#### Exercise brief
Pick out each line below containing "over".

====================

PR #1079, opened 2017-02-23
Introduce Try Clear Registration; Delay activation

### LINKED ISSUE #916: More clarity around waiting for an active worker to finish

jungkees:
This is a follow-up change, to [1], which addresses the issues posed in
[2] and the comments afterwards.

This change makes the callers to the Clear Registration algorithm to
check if no client is using the registration and the registration's
associated service workers have no pending extended events before
invoking the algorithm. Unregister, Handle Service Worker Client Unload,
and the microtasks queued by the extension promises' settlement handlers
invoke Try Clear Registration.

Other error handling steps on registrations that have no associated
worker and Handle User Agent Shutdown invoke Clear Registration directly
as they do.

[1] https://github.com/w3c/ServiceWorker/commit/f1a1120ff07120a2e8f311fb61f429c9a74db1ef
[2] https://github.com/w3c/ServiceWorker/issues/916#issuecomment-237272060

Summary of the issues: https://github.com/w3c/ServiceWorker/issues/916#issuecomment-281274267.

Fixes #916.

### DIFF
--- a/docs/index.bs
+++ b/docs/index.bs
@@ -1323,7 +1323,9 @@ spec: webappsec-referrer-policy; urlPrefix: https://w3c.github.io/webappsec-refe
 
         1. Upon [=upon fulfillment|fulfillment=] or [=upon rejection|rejection=] of |f|, [=queue a microtask=] to run these substeps:
             1. Decrement the [=ExtendableEvent/pending promises count=] by one.
-            1. Invoke [=Try Activate=] with the [=context object=]'s [=relevant global object=]'s associated [=ServiceWorkerGlobalScope/service worker=]'s [=containing service worker registration=].
+            1. Let |registration| be the [=context object=]'s [=relevant global object=]'s associated [=ServiceWorkerGlobalScope/service worker=]'s [=containing service worker registration=].
+            1. If |registration|'s [=uninstalling flag=] is set, invoke [=Try Clear Registration=] with |registration|.
+            1. If |registration| is not null, invoke [=Try Activate=] with |registration|.
 
         The user agent *should not* <a lt="terminate service worker">terminate</a> the [=/service worker=] associated with |event|'s <a>relevant settings object</a>'s [=environment settings object/global object=] when |event|'s [=dispatch flag=] is set or |event|'s [=ExtendableEvent/pending promises count=] is not zero. However, the user agent *may* impose a time limit to this lifetime extension.
     </section>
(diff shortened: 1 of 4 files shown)


jungkees:
@jakearchibald, @mkruisselbrink, This PR is to address https://github.com/w3c/ServiceWorker/issues/916#issuecomment-281274267. PTAL.

/cc @wanderview @mattto @annevk @slightlyoff

jungkees:
I left Handle User Agent Shutdown unchanged as I think it shouldn't miss the chance to update the registrations (clear and activate operations).

docs/index.bs
```diff
@@ -1323,7 +1323,9 @@ spec: webappsec-referrer-policy; urlPrefix: https://w3c.github.io/webappsec-refe
 
         1. Upon [=upon fulfillment|fulfillment=] or [=upon rejection|rejection=] of |f|, [=queue a microtask=] to run these substeps:
             1. Decrement the [=ExtendableEvent/pending promises count=] by one.
-            1. Invoke [=Try Activate=] with the [=context object=]'s [=relevant global object=]'s associated [=ServiceWorkerGlobalScope/service worker=]'s [=containing service worker registration=].
+            1. Let |registration| be the [=context object=]'s [=relevant global object=]'s associated [=ServiceWorkerGlobalScope/service worker=]'s [=containing service worker registration=].
+            1. If |registration|'s [=uninstalling flag=] is set, invoke [=Try Clear Registration=] with |registration|.
```
jakearchibald: Should this check to see if the registration is not null before checking the flag?

jungkees: I think the event has been alive up to this point so no Try Clear Registration should have cleared the registration yet. So, it seems we can assert that the registration must not be null here.

jungkees:
@jakearchibald, thanks for the review!

PR #1084, opened 2017-02-28
Fix old text stating Client is a browsing context. Fixes #1083

### LINKED ISSUE #1083: SW spec associates Client objects with browsing context in a couple places
A Client is defined to reference an environment or environment settings object here:

https://w3c.github.io/ServiceWorker/#dfn-service-worker-client

But the spec associates the Client with a browsing context in a couple places still:

* Step 10.5 of https://w3c.github.io/ServiceWorker/#service-worker-postmessage
* `clients` comment in https://w3c.github.io/ServiceWorker/#serviceworkerglobalscope-interface

wanderview:


ylafon:

docs/index.bs
```diff
@@ -362,7 +362,7 @@ spec: webappsec-referrer-policy; urlPrefix: https://w3c.github.io/webappsec-refe
             1. Let the {{ExtendableMessageEvent/data}} attribute of |e| be initialized to |clonedMessage|.
             1. Let the {{ExtendableMessageEvent/origin}} attribute of |e| be initialized to the <a lt="Unicode serialization of an origin">Unicode serialization</a> of |incumbentSettings|'s [=environment settings object/origin=].
             1. If |incumbentGlobal| is a {{ServiceWorkerGlobalScope}} object, let the {{ExtendableMessageEvent/source}} attribute of |e| be initialized to a new {{ServiceWorker}} object that represents |incumbentGlobal|'s [=ServiceWorkerGlobalScope/service worker=].
-            1. Else if |incumbentGlobal| is a {{Window}} object, let the {{ExtendableMessageEvent/source}} attribute of |e| be initialized to a new {{WindowClient}} object that represents |incumbentGlobal|'s [=/browsing context=].
+            1. Else if |incumbentGlobal| is a {{Window}} object, let the {{ExtendableMessageEvent/source}} attribute of |e| be initialized to a new {{WindowClient}} object that represents |incumbentGlobal|'s [=/environment settings object=].
```
jungkees: @wanderview, thanks for bringing this discussion first of all. Actually, I intended to describe this as the created windowClient is a thing that represents a browsing context (seems like a Window is a more relevant term?) instead of an environment settings object here because an WindowClient object captures the visual properties as well as the settings object. Reviewing this step now, I agree it's not really accurate in the implementation point of view. Maybe we should invoke [Create Window Client](https://w3c.github.io/ServiceWorker/#create-window-client) algorithm with the settings object and the related states retrieved from the Window here to create a WindowClient? WDYT?

wanderview: > Actually, I intended to describe this as the created windowClient is a thing that represents a browsing context (seems like a Window is a more relevant term?) instead of an environment settings object here because an WindowClient object captures the visual properties as well as the settings object.

I don't think this is correct.

A browsing context can have multiple environment settings objects over time as navigations occur.  Calling `document.open()` creates a new environment settings object within the browsing context.

Per my understanding of our intent is that each navigation should create a new Client object.  This suggests that the Client must be associated with the environment settings object.

The Client does have access to the visual attributes of the browsing context, but that's because the environment settings object must have a browsing context.  We get the browsing context from the environment settings object and then get the visual attributes from the browsing context.

I believe our intent and implicit in the spec is that we do not expose inactive documents or environment settings objects as Client objects.  For example, an environment settings objects in the bfcache would not be exposed.  I believe this requirement for active documents ensures there is a browsing context available.

I feel strongly at this point that the Client should represent the environment settings object and I'm not sure we can achieve our goals if we try to map it to the browsing context.

jungkees: I understand what you mean and agree that the browsing context doesn't fit here. I was concerned more about whether saying "a new WindowClient object that represents incumbentGlobal’s environment settings object" would be enough or explicitly invoking the creation algorithm would be needed. Anyway, I'm happy to merge this change as the browsing context is not correct here.

jungkees:
@wanderview, thanks for your contribution! :)

docs/index.bs
wanderview: Sorry for my confusion.  I probably over-reacted in my response here because I've been having this discussion with people inside mozilla recently.

PR #1097, opened 2017-03-30
Cast `resolveWith` argument to a Promise

jugglinmike:
The non-normative Note that describes the `event.respondWith` algorithm
states:

> Developers can set the argument r with either a promise that resolves
> with a Response object or a Response object (which is automatically
> cast to a promise). [...]

Previously, the algorithm did not explicitly perform such type casting.

Insert an additional step to harmonize the algorithm and its
description.

### DIFF
--- a/docs/index.bs
+++ b/docs/index.bs
@@ -1457,12 +1457,13 @@ spec: webappsec-referrer-policy; urlPrefix: https://w3c.github.io/webappsec-refe
         1. If the [=FetchEvent/respond-with entered flag=] is set, then:
             1. <a>Throw</a> an "{{InvalidStateError}}" exception.
             1. Abort these steps.
-        1. Add |r| to the <a>extend lifetime promises</a>.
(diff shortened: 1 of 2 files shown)


ylafon:

mkruisselbrink:
I don't believe this change should be necessary. WebIDL already takes care of more-or-less wrapping non-promise values in Promise.resolve() for methods that are defined as taking a Promise&lt;T>.

jakearchibald:
That was my understanding too. @domenic can you confirm? `void respondWith(Promise<Response> r);` - webidl will take care of casting `r` to a promise (via `Promise.resolve()`) right?

jakearchibald:
Confirmed f2f with @domenic.

@jugglinmike - thanks for the PR, but I don't think we need these steps.

jugglinmike:
No problem, and my apologies for the noise :)

PR #1106, opened 2017-04-05
Use HTML spec JS mime types. Fixes #1033

### LINKED ISSUE #1033: Why are only a subset of JS mime types allowed?
> Extract a MIME type from the response’s header list. If this MIME type (ignoring parameters) is not one of text/javascript, application/x-javascript, and application/javascript, then:

Why doesn't this use [JavaScript MIME type](https://html.spec.whatwg.org/multipage/scripting.html#javascript-mime-type) definition that the rest of the platform uses?

jakearchibald:


jakearchibald:
Tests: https://github.com/w3c/web-platform-tests/pull/5376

====================

#### Answer for the task
A browsing context can have multiple environment settings objects over time as navigations occur.  Calling `document.open()` creates a new environment settings object within the browsing context.
wanderview: Sorry for my confusion.  I probably over-reacted in my response here because I've been having this discussion with people inside mozilla recently.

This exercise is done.